__Required work__
A single figure is the whole answer: the number of lines in the entries that contain "have".

__Study material__
Issue #1965, opened 2016-05-02
Add option to set JSON output encoding


redapple:
Some users may prefer UTF-8 encoding of characters when using JSON output, instead of the the default `\UXXXX` espace sequences. See https://github.com/scrapy/scrapy/issues/1963#issuecomment-215943619.

The option to turn off `ensure_ascii` and/or output encoding for `JsonItemExporter` could be interesting.

mgachhui:
The options method @wi-cuckoo mentioned in #1963 seems doable. What if we extend the crawler by adding an encoding option as -e? As far as I can tell, it'll make sense for XML and CSV as well, in addition to JSON.

kmike:
Fixed by https://github.com/scrapy/scrapy/pull/2034.

PR #2034, opened 2016-06-06
[MRG+1] Added option to turn off ensure_ascii for JSON exporters

dracony:
See #1965

### DIFF
--- a/docs/topics/feed-exports.rst
+++ b/docs/topics/feed-exports.rst
@@ -207,6 +207,7 @@ These are the settings used for configuring the feed exports:
  * :setting:`FEED_STORAGES`
  * :setting:`FEED_EXPORTERS`
  * :setting:`FEED_STORE_EMPTY`
+ * :setting:`FEED_EXPORT_ENCODING`
  * :setting:`FEED_EXPORT_FIELDS`
 
 .. currentmodule:: scrapy.extensions.feedexport
@@ -230,6 +231,20 @@ FEED_FORMAT
 
 The serialization format to be used for the feed. See
 :ref:`topics-feed-format` for possible values.
+
+.. setting:: FEED_EXPORT_ENCODING
+
+FEED_EXPORT_ENCODING
+--------------------
+
+Default: ``None``
+
+The encoding to be used for the feed.
+
+If unset or set to ``None`` (default) it uses UTF-8 for everything except JSON output,
+which uses safe numeric encoding (``\uXXXX`` sequences) for historic reasons.
+
+Use ``utf-8`` if you want UTF-8 for JSON too.
 
 .. setting:: FEED_EXPORT_FIELDS
 
--- a/scrapy/exporters.py
+++ b/scrapy/exporters.py
@@ -33,9 +33,9 @@ class BaseItemExporter(object):
         If dont_fail is set, it won't raise an exception on unexpected options
         (useful for using with keyword arguments in subclasses constructors)
         """
+        self.encoding = options.pop('encoding', None)
         self.fields_to_export = options.pop('fields_to_export', None)
         self.export_empty_fields = options.pop('export_empty_fields', False)
-        self.encoding = options.pop('encoding', 'utf-8')
         if not dont_fail and options:
             raise TypeError("Unexpected options: %s" % ', '.join(options.keys()))
 
@@ -84,11 +84,13 @@ class JsonLinesItemExporter(BaseItemExporter):
     def __init__(self, file, **kwargs):
         self._configure(kwargs, dont_fail=True)
         self.file = file
+        kwargs.setdefault('ensure_ascii', not self.encoding)
         self.encoder = ScrapyJSONEncoder(**kwargs)
 
     def export_item(self, item):
         itemdict = dict(self._get_serialized_fields(item))
-        self.file.write(to_bytes(self.encoder.encode(itemdict) + '\n'))
+        data = self.encoder.encode(itemdict) + '\n'
+        self.file.write(to_bytes(data, self.encoding))
 
 
 class JsonItemExporter(BaseItemExporter):
@@ -96,6 +98,7 @@ class JsonItemExporter(BaseItemExporter):
     def __init__(self, file, **kwargs):
         self._configure(kwargs, dont_fail=True)
         self.file = file
+        kwargs.setdefault('ensure_ascii', not self.encoding)
         self.encoder = ScrapyJSONEncoder(**kwargs)
         self.first_item = True
 
@@ -111,7 +114,8 @@ class JsonItemExporter(BaseItemExporter):
         else:
             self.file.write(b',\n')
         itemdict = dict(self._get_serialized_fields(item))
-        self.file.write(to_bytes(self.encoder.encode(itemdict)))
+        data = self.encoder.encode(itemdict)
+        self.file.write(to_bytes(data, self.encoding))
 
 
 class XmlItemExporter(BaseItemExporter):
@@ -120,6 +124,8 @@ class XmlItemExporter(BaseItemExporter):
         self.item_element = kwargs.pop('item_element', 'item')
         self.root_element = kwargs.pop('root_element', 'items')
         self._configure(kwargs)
+        if not self.encoding:
+            self.encoding = 'utf-8'
         self.xg = XMLGenerator(file, encoding=self.encoding)
 
     def start_exporting(self):
@@ -169,9 +175,16 @@ class CsvItemExporter(BaseItemExporter):
 
     def __init__(self, file, include_headers_line=True, join_multivalued=',', **kwargs):
         self._configure(kwargs, dont_fail=True)
+        if not self.encoding:
+            self.encoding = 'utf-8'
         self.include_headers_line = include_headers_line
-        file = file if six.PY2 else io.TextIOWrapper(file, line_buffering=True)
-        self.csv_writer = csv.writer(file, **kwargs)
+        self.stream = io.TextIOWrapper(
+            file,
+            line_buffering=False,
+            write_through=True,
+            encoding=self.encoding
+        ) if six.PY3 else file
+        self.csv_writer = csv.writer(self.stream, **kwargs)
         self._headers_not_written = True
         self._join_multivalued = join_multivalued
 
@@ -200,7 +213,7 @@ class CsvItemExporter(BaseItemExporter):
     def _build_row(self, values):
         for s in values:
             try:
-                yield to_native_str(s)
+                yield to_native_str(s, self.encoding)
             except TypeError:
                 yield s
 
@@ -263,6 +276,8 @@ class PythonItemExporter(BaseItemExporter):
             warnings.warn(
                 "PythonItemExporter will drop support for binary export in the future",
                 ScrapyDeprecationWarning)
+        if not self.encoding:
+            self.encoding = 'utf-8'
 
     def serialize_field(self, field, name, value):
         serializer = field.get('serializer', self._serialize_value)
--- a/scrapy/extensions/feedexport.py
+++ b/scrapy/extensions/feedexport.py
@@ -162,6 +162,7 @@ class FeedExporter(object):
         if not self.urifmt:
             raise NotConfigured
         self.format = settings['FEED_FORMAT'].lower()
+        self.export_encoding = settings['FEED_EXPORT_ENCODING']
         self.storages = self._load_components('FEED_STORAGES')
         self.exporters = self._load_components('FEED_EXPORTERS')
         if not self._storage_supported(self.urifmt):
@@ -185,7 +186,8 @@ class FeedExporter(object):
         uri = self.urifmt % self._get_uri_params(spider)
         storage = self._get_storage(uri)
         file = storage.open(spider)
-        exporter = self._get_exporter(file, fields_to_export=self.export_fields)
+        exporter = self._get_exporter(file, fields_to_export=self.export_fields,
+            encoding=self.export_encoding)
         exporter.start_exporting()
         self.slot = SpiderSlot(file, exporter, storage, uri)
 
--- a/scrapy/settings/default_settings.py
+++ b/scrapy/settings/default_settings.py
@@ -139,6 +139,7 @@ FEED_URI = None
 FEED_URI_PARAMS = None  # a function to extend uri arguments
 FEED_FORMAT = 'jsonlines'
 FEED_STORE_EMPTY = False
+FEED_EXPORT_ENCODING = None
 FEED_EXPORT_FIELDS = None
 FEED_STORAGES = {}
 FEED_STORAGES_BASE = {
--- a/tests/test_feedexport.py
+++ b/tests/test_feedexport.py
@@ -371,3 +371,32 @@ class FeedExportTest(unittest.TestCase):
             ]
             yield self.assertExported(items, ['egg', 'baz'], rows,
                                       settings=settings, ordered=True)
+
+    @defer.inlineCallbacks
+    def test_export_encoding(self):
+        items = [dict({'foo': u'Test\xd6'})]
+        header = ['foo']
+        
+        formats = {
+            'json': u'[\n{"foo": "Test\\u00d6"}\n]'.encode('utf-8'),
+            'jsonlines': u'{"foo": "Test\\u00d6"}\n'.encode('utf-8'),
+            'xml': u'<?xml version="1.0" encoding="utf-8"?>\n<items><item><foo>Test\xd6</foo></item></items>'.encode('utf-8'),
+            'csv': u'foo\r\nTest\xd6\r\n'.encode('utf-8'),
+        }
+        
+        for format in formats:
+            settings = {'FEED_FORMAT': format}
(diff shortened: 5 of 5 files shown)


dracony:
For some reason I just can't get the tests to pass on Py3, so annoying...
And I don't have a local install of it atm, so I guess I'll be torturing Travis for a while)

dracony:
Fixed it finally )

dracony:
Any feedback for it? Would really love to finally have this in my scraper )

redapple:
@dracony , thanks for this.
how will people use this? use their own JSON exporter subclass?
if yes, how about introducing a setting for this? it could be simpler.
Also, [@mgachhui was suggesting](https://github.com/scrapy/scrapy/issues/1965#issuecomment-218077754) having an encoding parameter, not only default UTF-8
(and applying this to XML exports too)

tests/test_exporters.py
```diff
@@ -427,6 +427,21 @@ def test_nonstring_types_item(self):
...
         self.assertEqual(exported, item)
 
+    def test_unicode_ascii(self):
+        i1 = TestItem(name=u'Test\u2603')
+        self.assertExportResult(i1, b'{"name": "Test\\u2603"}\n')
+
+    def test_unicode_utf8(self):
+        self.ie = JsonLinesItemExporter(self.output, ensure_ascii = False)
+        i1 = TestItem(name=u'Test\u2603')
+        self.assertExportResult(i1, b'{"name": "Test\xe2\x98\x83"}\n')
```
redapple: nitpick: I find it a bit easier to read a test against `u'Test\u2603'.encode('utf8')`

scrapy/exporters.py
```diff
@@ -96,9 +100,13 @@ class JsonItemExporter(BaseItemExporter):
     def __init__(self, file, **kwargs):
         self._configure(kwargs, dont_fail=True)
         self.file = file
-        self.encoder = ScrapyJSONEncoder(**kwargs)
+        self.encoder = ScrapyJSONEncoder(ensure_ascii=self.ensure_ascii, **kwargs)
         self.first_item = True
 
+    def _configure(self, options, dont_fail=False):
+        self.ensure_ascii = options.pop('ensure_ascii', True)
```
dracony: I added check for ensure_ascii from the options, so you would not have to subclass the exporter, just pass the option to it.

Setting would probably be a better option though. Kk, I'll add that one too.

As for the encoding parameter: JSON encode accepts separate ensure_ascii and encoding parameters. Would you like them to be separate like that? Or turn of ensure_ascii automatically if the encoding is specified?

redapple: Sorry, I meant that you'd need to pass the option [when the feedexporter initializes exporters](https://github.com/scrapy/scrapy/blob/bf7f67549378269c3976afc89abcf9c2190d242f/scrapy/extensions/feedexport.py#L188).
Or maybe I'm missing some bit?
I'm still new to exporters code

dracony: Yup, I got that now. I'm using a custom feedexporter, so I could pass ensure_ascii option myself.
I'll fix it later today =)

redapple: Regarding feed encoding setting,
I believe we could to use `None` as default feed encoding,

* for JSON that would mean `ensure_ascii=True`, i.e. `\uXXXX` escape sequences
* for XML and CSV, that would mean UTF-8

if feed encoding set to UTF-8 explicitly:

* for JSON export, that would mean `ensure_ascii=False` and UTF-8 encoding
* for XML and CSV, that would change from default `None` setting

For other encodings, data is written with the supplied encoding, with warnings or exceptions for failing item encoding writes.
what do you think?

dracony: Sounds good

dracony:
And here is the FEED_EXPORT_ENCODING setting =)
Took me a while, I so hate all that encoding stuff))

dracony:
Ah damn it, The CSV tests fail on Py3 because StringIO is behaving differently =(
Any idea how to fix this?

dracony:
@redapple Yay, I made it work. 
Like it more now?

scrapy/exporters.py
```diff
@@ -33,9 +34,9 @@ def _configure(self, options, dont_fail=False):
         If dont_fail is set, it won't raise an exception on unexpected options
         (useful for using with keyword arguments in subclasses constructors)
         """
+        self.encoding=options.pop('encoding', None)
```
robsonpeixoto: Code style

dracony:
@robsonpeixoto Thanks, missed those. I amended the commit to pep8-ize it =)

dracony:
Any other feedback on it? Would really be great to have it merged (I work with quite a lot of cp-1251 encoded stuff)

scrapy/exporters.py
```diff
@@ -169,9 +180,16 @@ class CsvItemExporter(BaseItemExporter):
 
     def __init__(self, file, include_headers_line=True, join_multivalued=',', **kwargs):
         self._configure(kwargs, dont_fail=True)
+        if not self.encoding:
+            self.encoding = 'utf-8'
         self.include_headers_line = include_headers_line
-        file = file if six.PY2 else io.TextIOWrapper(file, line_buffering=True)
-        self.csv_writer = csv.writer(file, **kwargs)
+        self.stream = six.StringIO()
```
redapple: duplicated on line 189 below

scrapy/exporters.py
```diff
@@ -214,7 +232,16 @@ def _write_headers_and_set_fields_to_export(self, item):
                     # use fields declared in Item
                     self.fields_to_export = list(item.fields.keys())
             row = list(self._build_row(self.fields_to_export))
-            self.csv_writer.writerow(row)
+            self._writerow(row)
+
+    def _writerow(self, row):
+        self.csv_writer.writerow(row)
+        if six.PY2:
+            data = self.stream.getvalue()
```
redapple: why are these lines below needed?

dracony: Python 3 can make use of the TextIOWrapper to write in particular encoding. To write csv files in a specified encoding in Python 2 you need to rely on StringIO, as actually shown in the example in the docs: https://docs.python.org/2/library/csv.html

So basically in python2 the csv writer will write a utf string to StringIO buffer, and then the result will be reencoded to the the specified encoding and written to file

scrapy/exporters.py
dracony: Yup, I'll remove that

dracony:
If you know of any other way to make it work on py2 and 3 id be happy to implement ut. Although i think the current one is best

scrapy/exporters.py
dracony: Any blockers with this PR? Really want it to get merged, so I dont need to
use my own fork

scrapy/exporters.py
```diff
@@ -84,19 +85,24 @@ class JsonLinesItemExporter(BaseItemExporter):
...
-        self.encoder = ScrapyJSONEncoder(**kwargs)
+        ensure_ascii = not self.encoding
+        self.encoder = ScrapyJSONEncoder(ensure_ascii=ensure_ascii, **kwargs)
 
     def export_item(self, item):
         itemdict = dict(self._get_serialized_fields(item))
-        self.file.write(to_bytes(self.encoder.encode(itemdict) + '\n'))
+        data = self.encoder.encode(itemdict) + '\n'
+        if six.PY3:
+            data = to_unicode(data)
```
redapple: why is this needed for Python 3?
I tried with a very simple test and it seems json encoder already outputs Py3-`'str'`

```
$ python
Python 3.5.1+ (default, Mar 30 2016, 22:46:26) 
[GCC 5.3.1 20160330] on linux
>>> import json
>>> json.encoder.JSONEncoder(ensure_ascii=False).encode({u"é": 3})
'{"é": 3}'
>>> type(json.encoder.JSONEncoder(ensure_ascii=False).encode({u"é": 3}))
<class 'str'>
>>> json.encoder.JSONEncoder(ensure_ascii=True).encode({u"é": 3})
'{"\\u00e9": 3}'
>>> type(json.encoder.JSONEncoder(ensure_ascii=True).encode({u"é": 3}))
<class 'str'>
>>> from scrapy.utils.python import to_unicode
>>> type(to_unicode(json.encoder.JSONEncoder(ensure_ascii=True).encode({u"é": 3})))
<class 'str'>
>>> type(to_unicode(json.encoder.JSONEncoder(ensure_ascii=False).encode({u"é": 3})))
<class 'str'>
```

am I missing something?

dracony:
@redapple True, it seems I overcomplicated it a bit when I was trying to make the test pass. I removed those lines and the tests still pass 👍

dracony:
@redapple @robsonpeixoto Ping =) 
Can this get merged now?

scrapy/exporters.py
```diff
@@ -195,12 +207,12 @@ def export_item(self, item):
...
                                              include_empty=True)
         values = list(self._build_row(x for _, x in fields))
-        self.csv_writer.writerow(values)
+        self._writerow(values)
 
     def _build_row(self, values):
         for s in values:
             try:
-                yield to_native_str(s)
+                yield to_bytes(s) if six.PY2 else s
```
eliasdorneles: hm, why is this needed?
unless I'm missing something, `to_native_str()` is equivalent.

scrapy/exporters.py
```diff
@@ -214,9 +226,18 @@ def _write_headers_and_set_fields_to_export(self, item):
                     # use fields declared in Item
                     self.fields_to_export = list(item.fields.keys())
             row = list(self._build_row(self.fields_to_export))
-            self.csv_writer.writerow(row)
-
-
+            self._writerow(row)
+            
+    def _writerow(self, row):
```
eliasdorneles: Can you clarify why is this needed?
It looks unrelated to this PR, what am I missing?

scrapy/exporters.py
eliasdorneles: also, perhaps you want to pass `self.encoding` here too?

scrapy/exporters.py
```diff
@@ -84,19 +85,22 @@ class JsonLinesItemExporter(BaseItemExporter):
     def __init__(self, file, **kwargs):
         self._configure(kwargs, dont_fail=True)
         self.file = file
-        self.encoder = ScrapyJSONEncoder(**kwargs)
+        ensure_ascii = not self.encoding
```
eliasdorneles: It would be better to do this as:
```
kwargs.setdefault('ensure_ascii', not self.encoding)`
```
and removing the explicit `ensure_ascii` from the ScrapyJSONEncoder call.

This way it won't break subclasses that are already be passing `ensure_ascii` for this in kwargs.

scrapy/exporters.py
```diff
@@ -84,19 +85,22 @@ class JsonLinesItemExporter(BaseItemExporter):
...
 
 
 class JsonItemExporter(BaseItemExporter):
 
     def __init__(self, file, **kwargs):
         self._configure(kwargs, dont_fail=True)
         self.file = file
-        self.encoder = ScrapyJSONEncoder(**kwargs)
+        ensure_ascii = not self.encoding
+        self.encoder = ScrapyJSONEncoder(ensure_ascii = ensure_ascii, **kwargs)
```
eliasdorneles: The same comment about `ensure_ascii` above applies here.

scrapy/exporters.py
eliasdorneles: The duplication is still there.

scrapy/exporters.py
```diff
@@ -169,9 +176,14 @@ class CsvItemExporter(BaseItemExporter):
...
         self._configure(kwargs, dont_fail=True)
+        if not self.encoding:
+            self.encoding = 'utf-8'
         self.include_headers_line = include_headers_line
-        file = file if six.PY2 else io.TextIOWrapper(file, line_buffering=True)
-        self.csv_writer = csv.writer(file, **kwargs)
+        self.stream = six.StringIO()
+        self.file = file
+        self.stream = six.StringIO() if six.PY2 else io.TextIOWrapper(file,
+            line_buffering=True, encoding = self.encoding)
```
eliasdorneles: why is it enabling line_buffering here? is this really needed?

eliasdorneles:
Hey @dracony -- sorry for the delay in reviewing, I've made some comments above.

The main thing not clear to me are the changes in the CSV exporter -- is line buffering really needed?
It would be better to have it in a second PR (less decisions to be done to merge this one :) ), it might deserve its own setting, since flushing at every line can be slower.

eliasdorneles:
Also, if you could revise the style once more, there are some minor stuff there (try running `flake8 scrapy/exporters.py`).
Not a big deal, but makes it nicer for the reviewer's brain to parse it. :)
Thanks!

dracony:
@eliasdorneles 
The change https://github.com/scrapy/scrapy/pull/2034#discussion-diff-69482186L203 was indeed irrelevant and changes nothing. It was a sideeffect with me fighting with the CSV writer.  

I gave it one more try and made the CSV writer work without changing encoding line by line (although in my defence I got that approach from the csv manual page)

As for the `line_buffering` being on it does seem to be required since turning it off broke the test entirely. I would be happy to skip the TextIOWrapper altogether, but the only way to do that would be reopening the file again with the encoding parameter specified. And considering it's the file object that is being passed to the exporter, closing and reopening the file seems more like a hack

eliasdorneles:
@dracony 
Using `TextIOWrapper` is totally fine, the current PY3 code is already using it.
I still think it's weird why `line_buffering` is being required for PY3, it looks like we'll have different behavior in PY2. Which test failed?

Please see my other comment about passing `ensure_ascii` parameter -- it's best to use the `kwargs.setdefault` approach to maintain compatibility with subclasses.
Aside that little nitpicking, the PR looks good to me, nice work! :+1:

dracony:
@eliasdorneles I changed the ensure_ascii to kwargs as you suggested. Also I found a solution for why `line_buffering` `False` was failing tests. The solution was to also enable `write_through`, otherwise the buffer was not flushed to disk

eliasdorneles:
@dracony hey, thanks for digging! :+1: 
Hm, that kinda makes me suspicious of the tests, like they may be trying to read without having guarantee the file is flushed.
I don't think we should need to be forcing flush (we don't seem to need it for the PY 2 code)... I'll have a look to confirm, thank you!

dracony:
@eliasdorneles It's not the file that is nt being flushed, it's that TextIOBuffer

dracony:
Yay =)

docs/topics/feed-exports.rst
```diff
@@ -233,6 +234,13 @@ The serialization format to be used for the feed. See
 
 .. setting:: FEED_EXPORT_FIELDS
 
+FEED_EXPORT_ENCODING
+--------------------
+
+The encoding to be used for the feed. Defaults to UTF-8.
```
redapple: This is not correct for JSON(lines), the default encoding is `\uXXXX` escape sequences.
A special case indeed, but worth a mention I believe.

dracony: How would I phrase it though? Wouldn't it be confusing to say it's
"\uXXXX escape
sequences" ?

eliasdorneles: Thanks @redapple, missed that on the review.

You can say "safe numeric encoding (`\uXXXX` sequences)".

redapple: Not sure. The default value is `None`, which means is the backward-compatible default behavior (current master, before the merge), which is:
- `\uXXXX` escape sequences for JSON
- UTF-8 for XML and CSV
(if I'm not mistaken)

And users can change to UTF-8 for JSON instead of `\uXXXX` with `FEED_EXPORT_ENCODING = 'utf-8'`

If set, and different from `"utf-8"`, it changes behavior for all exporters.

I don't have good phrasing right now. Maybe @eliasdorneles has ideas?

eliasdorneles: Concretely, here is my suggestion:

```
FEED_EXPORT_ENCODING
--------------------

Default: ``None``

The encoding to be used for the feed.

If unset or set to ``None`` (default) it uses UTF-8 for everything except JSON output,
which uses safe numeric encoding (``\uXXXX`` sequences) for historic reasons.

```

dracony: Let it be so =) I updated the PR with your suggestion

docs/topics/feed-exports.rst
```diff
@@ -233,6 +234,20 @@ The serialization format to be used for the feed. See
...
+Default: ``None``
+
+The encoding to be used for the feed.
+
+If unset or set to ``None`` (default) it uses UTF-8 for everything except JSON output,
+which uses safe numeric encoding (``\uXXXX`` sequences) for historic reasons.
+
+Use ``utf-8`` if you want UTF-8 for JSON too.
+
+.. setting:: FEED_EXPORT_ENCODING
```
redapple: Sorry, I had missed this:
it should be `.. setting:: FEED_EXPORT_FIELDS` here and `.. setting:: FEED_EXPORT_ENCODING` earlier

dracony:
Ah I see. Fixed that

redapple:
@dracony , thanks a lot!
It took a while, sorry about that.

__Expected output__
8